# Activity:
Read the data below. Then repeat all of it exactly.

————

PR #7, opened 2020-07-26
Tests: Create svcconn with autocommit on

asqui:
So that you don't deadlock the test run if you forget to call commit()

### DIFF
--- a/tests/fix_db.py
+++ b/tests/fix_db.py
@@ -62,6 +62,6 @@ def svcconn(dsn):
     """
     from psycopg3 import Connection
 
-    conn = Connection.connect(dsn)
+    conn = Connection.connect(dsn, autocommit=True)
     yield conn
     conn.close()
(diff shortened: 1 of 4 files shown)


dvarrazzo:
I guess it makes sense. Or one can remember to not forget ;) How does a deadlock happen with this connection?

There's another occurrence of `svcconn.commit()` in `tests/types/test_composite.py`: could you fix it too please?

thank you!

asqui:
e.g. If you use svcconn to create a test table for use by tests, and 
forget to call svcconn.commit(), the first test to (try to) touch the
table will block forever waiting on the svcconn transaction to commit.

(And I'm using svcconn to manage the test table rather than conn because I want to be able to drop it after the test. If I use conn then tests can interfere with this by, for example, closing conn during the course of the test.)

I've force-pushed a change to include `test_composite.py` and add the first part of this comment to the commit message.

dvarrazzo:
cherry-picked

————

# Problem solution:
PR #7, opened 2020-07-26
Tests: Create svcconn with autocommit on

asqui:
So that you don't deadlock the test run if you forget to call commit()

### DIFF
--- a/tests/fix_db.py
+++ b/tests/fix_db.py
@@ -62,6 +62,6 @@ def svcconn(dsn):
     """
     from psycopg3 import Connection
 
-    conn = Connection.connect(dsn)
+    conn = Connection.connect(dsn, autocommit=True)
     yield conn
     conn.close()
(diff shortened: 1 of 4 files shown)


dvarrazzo:
I guess it makes sense. Or one can remember to not forget ;) How does a deadlock happen with this connection?

There's another occurrence of `svcconn.commit()` in `tests/types/test_composite.py`: could you fix it too please?

thank you!

asqui:
e.g. If you use svcconn to create a test table for use by tests, and 
forget to call svcconn.commit(), the first test to (try to) touch the
table will block forever waiting on the svcconn transaction to commit.

(And I'm using svcconn to manage the test table rather than conn because I want to be able to drop it after the test. If I use conn then tests can interfere with this by, for example, closing conn during the course of the test.)

I've force-pushed a change to include `test_composite.py` and add the first part of this comment to the commit message.

dvarrazzo:
cherry-picked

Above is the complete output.